Content starts
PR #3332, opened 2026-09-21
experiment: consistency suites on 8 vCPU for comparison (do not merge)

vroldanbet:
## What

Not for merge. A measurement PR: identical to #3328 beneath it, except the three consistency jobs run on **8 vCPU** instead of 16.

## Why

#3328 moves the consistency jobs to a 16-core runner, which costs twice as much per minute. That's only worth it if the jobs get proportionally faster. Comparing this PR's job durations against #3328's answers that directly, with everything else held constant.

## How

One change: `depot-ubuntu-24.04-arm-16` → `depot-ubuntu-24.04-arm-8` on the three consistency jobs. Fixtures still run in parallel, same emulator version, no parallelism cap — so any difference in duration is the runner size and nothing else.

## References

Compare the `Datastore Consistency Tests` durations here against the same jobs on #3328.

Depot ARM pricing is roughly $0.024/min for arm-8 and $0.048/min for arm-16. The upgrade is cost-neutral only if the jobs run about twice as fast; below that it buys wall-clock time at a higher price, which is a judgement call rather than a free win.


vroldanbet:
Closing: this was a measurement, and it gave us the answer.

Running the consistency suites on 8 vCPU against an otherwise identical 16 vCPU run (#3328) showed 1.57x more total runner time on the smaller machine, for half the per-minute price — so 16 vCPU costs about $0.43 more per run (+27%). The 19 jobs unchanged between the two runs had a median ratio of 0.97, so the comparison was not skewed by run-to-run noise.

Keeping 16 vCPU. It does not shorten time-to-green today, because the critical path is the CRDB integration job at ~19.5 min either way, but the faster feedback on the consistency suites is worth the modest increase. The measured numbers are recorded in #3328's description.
Content ends
Content starts
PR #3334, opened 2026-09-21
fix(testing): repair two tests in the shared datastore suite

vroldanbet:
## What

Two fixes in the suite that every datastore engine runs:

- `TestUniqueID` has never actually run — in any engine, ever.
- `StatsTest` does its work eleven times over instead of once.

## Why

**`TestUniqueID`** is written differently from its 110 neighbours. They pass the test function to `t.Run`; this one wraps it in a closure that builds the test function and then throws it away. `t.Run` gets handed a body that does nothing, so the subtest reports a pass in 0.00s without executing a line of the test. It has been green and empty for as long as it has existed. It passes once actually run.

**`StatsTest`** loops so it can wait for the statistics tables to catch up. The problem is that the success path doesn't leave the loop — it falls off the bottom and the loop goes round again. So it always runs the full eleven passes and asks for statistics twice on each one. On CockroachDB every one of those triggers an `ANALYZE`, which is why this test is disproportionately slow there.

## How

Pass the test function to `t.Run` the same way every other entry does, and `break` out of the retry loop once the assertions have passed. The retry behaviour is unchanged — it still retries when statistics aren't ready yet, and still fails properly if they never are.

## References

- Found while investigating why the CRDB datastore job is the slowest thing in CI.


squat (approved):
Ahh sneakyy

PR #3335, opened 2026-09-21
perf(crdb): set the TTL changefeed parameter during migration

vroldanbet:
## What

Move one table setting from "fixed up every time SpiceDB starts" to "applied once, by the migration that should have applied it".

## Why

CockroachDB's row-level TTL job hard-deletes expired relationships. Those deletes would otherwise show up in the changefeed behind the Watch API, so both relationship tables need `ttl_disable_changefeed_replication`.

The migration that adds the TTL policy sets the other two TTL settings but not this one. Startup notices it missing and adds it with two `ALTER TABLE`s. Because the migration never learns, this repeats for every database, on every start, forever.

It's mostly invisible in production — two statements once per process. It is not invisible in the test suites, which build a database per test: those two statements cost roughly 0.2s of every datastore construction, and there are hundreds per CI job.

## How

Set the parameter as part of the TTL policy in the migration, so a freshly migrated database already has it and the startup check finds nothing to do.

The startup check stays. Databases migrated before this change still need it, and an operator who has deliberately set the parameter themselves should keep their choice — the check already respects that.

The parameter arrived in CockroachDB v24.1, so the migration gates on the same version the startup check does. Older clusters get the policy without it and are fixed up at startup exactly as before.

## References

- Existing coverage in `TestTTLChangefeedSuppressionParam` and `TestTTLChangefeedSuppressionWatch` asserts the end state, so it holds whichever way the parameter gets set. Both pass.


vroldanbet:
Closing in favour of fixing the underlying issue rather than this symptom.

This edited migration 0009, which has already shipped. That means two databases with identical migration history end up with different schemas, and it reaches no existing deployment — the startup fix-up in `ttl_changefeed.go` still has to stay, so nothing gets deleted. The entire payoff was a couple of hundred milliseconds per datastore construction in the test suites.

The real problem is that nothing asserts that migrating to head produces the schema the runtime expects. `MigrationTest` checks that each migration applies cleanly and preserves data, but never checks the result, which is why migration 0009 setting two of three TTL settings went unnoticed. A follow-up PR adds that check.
Content ends
Content starts
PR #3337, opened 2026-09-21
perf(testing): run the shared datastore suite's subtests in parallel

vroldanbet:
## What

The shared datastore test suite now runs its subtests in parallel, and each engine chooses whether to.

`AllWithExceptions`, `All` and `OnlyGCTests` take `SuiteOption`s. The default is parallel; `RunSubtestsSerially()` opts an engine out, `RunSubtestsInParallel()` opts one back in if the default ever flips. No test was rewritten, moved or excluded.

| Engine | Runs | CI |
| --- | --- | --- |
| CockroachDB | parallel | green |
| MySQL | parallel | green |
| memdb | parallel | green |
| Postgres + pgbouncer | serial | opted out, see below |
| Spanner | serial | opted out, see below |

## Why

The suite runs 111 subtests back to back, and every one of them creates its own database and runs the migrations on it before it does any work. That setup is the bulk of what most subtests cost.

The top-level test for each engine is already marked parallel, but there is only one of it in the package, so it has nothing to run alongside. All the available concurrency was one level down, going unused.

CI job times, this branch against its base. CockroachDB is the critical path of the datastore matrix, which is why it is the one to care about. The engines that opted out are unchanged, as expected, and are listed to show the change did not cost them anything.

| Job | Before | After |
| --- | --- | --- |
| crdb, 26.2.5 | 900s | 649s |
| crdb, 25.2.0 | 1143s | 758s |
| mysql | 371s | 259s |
Content ends
What is needed is every line of the records that contains the word "jobs".

Not for merge. A measurement PR: identical to #3328 beneath it, except the three consistency jobs run on **8 vCPU** instead of 16.
#3328 moves the consistency jobs to a 16-core runner, which costs twice as much per minute. That's only worth it if the jobs get proportionally faster. Comparing this PR's job durations against #3328's answers that directly, with everything else held constant.
One change: `depot-ubuntu-24.04-arm-16` → `depot-ubuntu-24.04-arm-8` on the three consistency jobs. Fixtures still run in parallel, same emulator version, no parallelism cap — so any difference in duration is the runner size and nothing else.
Compare the `Datastore Consistency Tests` durations here against the same jobs on #3328.
Depot ARM pricing is roughly $0.024/min for arm-8 and $0.048/min for arm-16. The upgrade is cost-neutral only if the jobs run about twice as fast; below that it buys wall-clock time at a higher price, which is a judgement call rather than a free win.
Running the consistency suites on 8 vCPU against an otherwise identical 16 vCPU run (#3328) showed 1.57x more total runner time on the smaller machine, for half the per-minute price — so 16 vCPU costs about $0.43 more per run (+27%). The 19 jobs unchanged between the two runs had a median ratio of 0.97, so the comparison was not skewed by run-to-run noise.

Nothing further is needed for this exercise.